There are moments when Ejiofor shifts gears, however, and reveals a vacant hopelessness settling in for Solomon. It’s crushing to watch. At other times we get a glimmer of defiant attentiveness. In the picture’s most moving moment, we see the former give way to the latter as a group of slaves sings “Roll, Jordan, Roll” and Solomon, despite himself, joins in.
12 Years a Slave boasts several strong performances – Michael Fassbender, who starred in McQueen’s previous features and plays a particularly cruel slave owner here, proves once again he’s best as a man possessed by demons. But the standout performance in the film comes from Lupita Nyong’o, making her feature debut as Patsey, a slave on the plantation of Fassbender’s Edwin Epps. Patsey has come under Epps’ favor, which offers a few benefits – soap – but other abuses of unimaginable pain. Her midnight plea that Solomon murder her as an act of mercy reveals – in the manner of Toni Morrison’s great Beloved – how a sin as heinous as slavery can upend the entire moral universe.

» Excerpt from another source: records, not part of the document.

PR #1394, opened 2025-05-20
fix: handle requestAborted errors silently

tsmithsz:
## Problem
If a user stops the agentic chat mid-execution while the request to Q is in-flight, we abort the request. However, we are currently surfacing that request to customers

## Solution
Swallow exception and handle it in `isUserAction`

## License

### DIFF
--- a/server/aws-lsp-codewhisperer/src/language-server/agenticChat/errors.ts
+++ b/server/aws-lsp-codewhisperer/src/language-server/agenticChat/errors.ts
@@ -7,6 +7,7 @@ type AgenticChatErrorCode =
     | 'InputTooLong' // too much context given to backend service.
     | 'PromptCharacterLimit' // customer prompt exceeds
     | 'ResponseProcessingTimeout' // response didn't finish streaming in the allowed time
+    | 'RequestAborted' // request was aborted by the user
 
 export const customerFacingErrorCodes: AgenticChatErrorCode[] = [
     'QModelResponse',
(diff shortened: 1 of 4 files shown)


server/aws-lsp-codewhisperer/src/language-server/agenticChat/errors.ts
```diff
@@ -52,3 +53,16 @@ export function isInputTooLongError(error: unknown): boolean {
...
     return false
 }
+
+export function isRequestAbortedError(error: unknown): boolean {
+    if (error instanceof AgenticChatError && error.code === 'RequestAborted') {
+        return true
+    }
+
+    if (error instanceof Error) {
+        //  This is fragile (breaks if the backend changes their error message wording)
```
Hweinstock, line 63: appreciate the comment.

server/aws-lsp-codewhisperer/src/language-server/chat/chatSessionService.ts
```diff
@@ -151,11 +151,19 @@ export class ChatSessionService {
             try {
                 return await client.generateAssistantResponse(request, this.#abortController)
             } catch (e) {
+                if (isRequestAbortedError(e)) {
+                    const requestId =
+                        e instanceof CodeWhispererStreamingServiceException ? e.$metadata?.requestId : undefined
```
Hweinstock, line 156: out of curiosity, should this always be defined?
Is it just the SDK generated types that allow for this to be missing?

Hweinstock (approved):

server/aws-lsp-codewhisperer/src/language-server/chat/chatSessionService.ts
tsmithsz: Ideally it should always be there. I can probably remove this check in a follow-up

Hweinstock:
LGTM once CI passes.

jguoamz (approved):

ashishrp-aws (approved):

server/aws-lsp-codewhisperer/src/language-server/agenticChat/errors.ts
```diff
@@ -52,3 +53,16 @@ export function isInputTooLongError(error: unknown): boolean {
...
+        return error.message.includes('Request aborted')
```
yueny2020, line 64: i cannot find this exception from RTS? which component does it from?

tsmithsz: The "Request aborted" error originates from the underlying fetch API used by the AWS SDK when a request is aborted.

What do we do with all of this? Besides remind ourselves of the bitter realities of slavery and acknowledge how its legacy might linger still today, it’s hard to say. 12 Years a Slave leaves you exhausted. Yet I admire the movie for throwing this burden back at us, the audience. There’s a brief throwaway moment toward the end, in which Solomon scans the horizon, his sober eyes eventually coming to rest on the camera, and us. It’s a jarring touch, yet it echoes the movie’s opening image. 12 Years a Slave begins as the story of witnesses. By its end, we’re witnesses too.